*REQUIRED WORK:*
Within the records below, reproduce without change the lines from the line that has "### Contributor Checklist" through the line that has "One thing that", and only those.

*LISTED ENTRIES:*
++++++

PR #2412, opened 2022-02-13
[DRAFT] Contextual and Contexts

azidar:
This is a proposal for a new type, `Contextual`, which allows Chisel users to define values differently for instances of the same definition, but access them only outside the instance (thus not affecting hardware generation).

This is useful for attaching different metadata to different identical instances. In the examples, we demonstrate setting absolute indexes for instances, and setting a 'who's your neighbor' value. 

I am really happy with this general form of the implementation; this feature is incredibly powerful, conceptually consistent with D/I, and has pure abstractions.

### Contributor Checklist

- [ ] Did you review?


seldridge (commented):
One thing that seems off to me here is that `Definition` is introducing a level of indirection for contexts that seems superfluous.  In this PR: module declarations set default context, module definitions override default/remove/provide missing context, and instances are references to definitions with all context set.  Is this correct?

It would seem cleaner to remove `Definition` from this and have modules declared with default context and instances that set/override context.  I.e., can the context be moved onto the instance as opposed to on the module definition?

Zooming out: it feels like adding a `Contextual` on a `Module` is a way of describing a parametric FIRRTL module where the parameterization cannot affect the hardware description.  (Put differently, the choice of parameterization cannot affect the Chisel generator.)  `withContext` is then "per-instance argument passing".  The initial backing data store for this information is `Contextual` that stores values on a per-instance basis.  The eventual backing data store for these argument values is non-local FIRRTL annotations, but could be parametric FIRRTL IR as we evolve the FIRRTL specification.

This PR treats contextuals like ports.  They are defined like ports with a special type.  However, they are represented and used in a totally different way.  Is there a way to make the parameter passing more explicit and by-name?  E.g., something like:

```scala
@instaniable
class Bar extends Module {
  @public
  val p = Parameter[Int]
}

class Foo extends Module {
  val barDef = Definition(new Bar)
  val bar1 = Instance(barDef)
  val bar2 = Instance(barDef)
  bar1.p := 42
  bar2.p := 1337
}
```

What do you think?

seldridge:
Another example to think about is how does this work for parameters that should be represented in-IR.  This is relatively straightforward to start with for external modules because they already are kind-of parametric definitions.  Two uses cases I envision:
1. Passing a generator-time parameter around
2. Passing an IR parameter around

Start with an external module that has an integer parameter. (The following does not compile and uses some weird syntax that kind of matches how blackboxes work now...)

```scala
@instantiable
class Bar extends ExtModule(Map("intParam" -> IntParam)) {
  @public
  val in = IO(Input(Bool()))
  @public
  val out = IO(Output(Bool()))
}
```

This can then either be instantiated with the parameter bound at generator time:

```scala
class Foo(generatorParam: Int) extends RawModule {
  val in = IO(Input(Bool()))
  val out = IO(Output(Bool()))

  val barDef = Definition(new Bar)
  val bar = Instance(barDef, Seq(generatorParam))
  bar.in := in
  out := bar.out
}

ChiselStage.emitChirrtl(new Foo(42))
```

Or, the parameter is threaded through from the top module:

```scala
@instantiable
class Foo2 extends RawModule {
  @public
  val in = IO(Input(Bool()))
  @public
  val out = IO(Output(Bool()))
  @public
  val p = Paramater[Int]

  val barDef = Definition(new Bar)
  val bar = Instance(barDef, Seq(p))
  bar.in := in
  out := bar.out
}
```

mwachs5:
But @seldridge I think you are *maybe* missing a use case 3?
These are parameters that are specific to how a thing is used, not really a property of the thing itself. While this PR gives an abstraction to couple them, we could achieve the same thing by writing aspect-oriented code over the (sub)circuit and extracting whatever information that we need. Maybe that's what we should just do and abandon any sort of object-oriented, distribution-of-concerns into the units themselves?

To me this is really the concept to conserve, not so much anything about a parameter that the module ever needs to know...

seldridge:
> These are parameters that are specific to how a thing is used, not really a property of the thing itself.

The "how a thing is used", in Chisel at least, is equivalent to capturing some context information (a parameter) from the parent.  E.g., you can use this to communicate clock domain information or (as the PR shows) the initial `[x, y]` coordinates for placement of some region.

> While this PR gives an abstraction to couple them, we could achieve the same thing by writing aspect-oriented code over the (sub)circuit and extracting whatever information that we need. Maybe that's what we should just do and abandon any sort of object-oriented, distribution-of-concerns into the units themselves?

😅 Don't do that...

> To me this is really the concept to conserve, not so much anything about a parameter that the module ever needs to know...

My main worry is that we are actually dealing with a parameterization problem and I am concerned that this is building yet-another way to kind-of do parameterization.  (We really screwed up here with FIRRTL.  I thought annotations were amazing only to realize years later that they are a retrofitted solution to give parametric qualities to an un-parametric IR.  Failure to recognize the need for parameterization and that we were building a solution to a parameterization problem was extremely costly.)

That said, I recognize the need for an immediate solution here (and a solution that works for diplomatic graphs) and it would be ideal if whatever is used for D/I also works for Diplomacy.  I will be less nervous if we treat this as a tactical solution to fix immediate problems and we are free to strategically redesign this in the future.

src/test/scala/chiselTests/experimental/hierarchy/InstanceSpec.scala
```diff
@@ -1044,4 +1047,196 @@ class InstanceSpec extends ChiselFunSpec with Utils {
...
+        }
+        val answers = Map(
+          ("~Top|Root/i0:Middle/i0:Leaf" -> Index(0)),
+          ("~Top|Root/i0:Middle/i1:Leaf" -> Index(1)),
+          ("~Top|Root/i1:Middle/i0:Leaf" -> Index(2)),
+          ("~Top|Root/i1:Middle/i1:Leaf" -> Index(3))
+        )
+        Select.allInstancesOf[Leaf](definition).foreach { case l: Instance[Leaf] =>
+          l.index should be (answers(l.toTarget.toString))
+        }
```
mwachs5, line 1084: As we discussed IRL, I am concerned about the fact that this doesn't really give a stable result if you run it twice. I think we talked about storing the stable result in an auxiliary data structure, but then how is this better/different than building an Aspect over this thing and putting the mapping from Instance -> Index into the auxiliary data structure?

mwachs5 (commented):
At a high level, I am wondering how far we can get if we say the only thing that is Contextual is yourself:

```
class Foo extends Module(p: SomeParam) with MustHaveContext

val someParam = 3
val  myself = Contextual[Foo]
val thing = s"This is a complicated String that uses ${myself}"

val thingYouCareAbout = (someParam, thing)
}
```

and any calls to Instance of Definition[MustHaveContext] has to provide / fill in the Contextual with that Instance I agree i do not know how to implement this Scala-wise, but
do we need to support arbitrary contextuals on anything *but* the Instance itself?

++++++

*SOLUTION:*
### Contributor Checklist

- [ ] Did you review?


seldridge (commented):
One thing that seems off to me here is that `Definition` is introducing a level of indirection for contexts that seems superfluous.  In this PR: module declarations set default context, module definitions override default/remove/provide missing context, and instances are references to definitions with all context set.  Is this correct?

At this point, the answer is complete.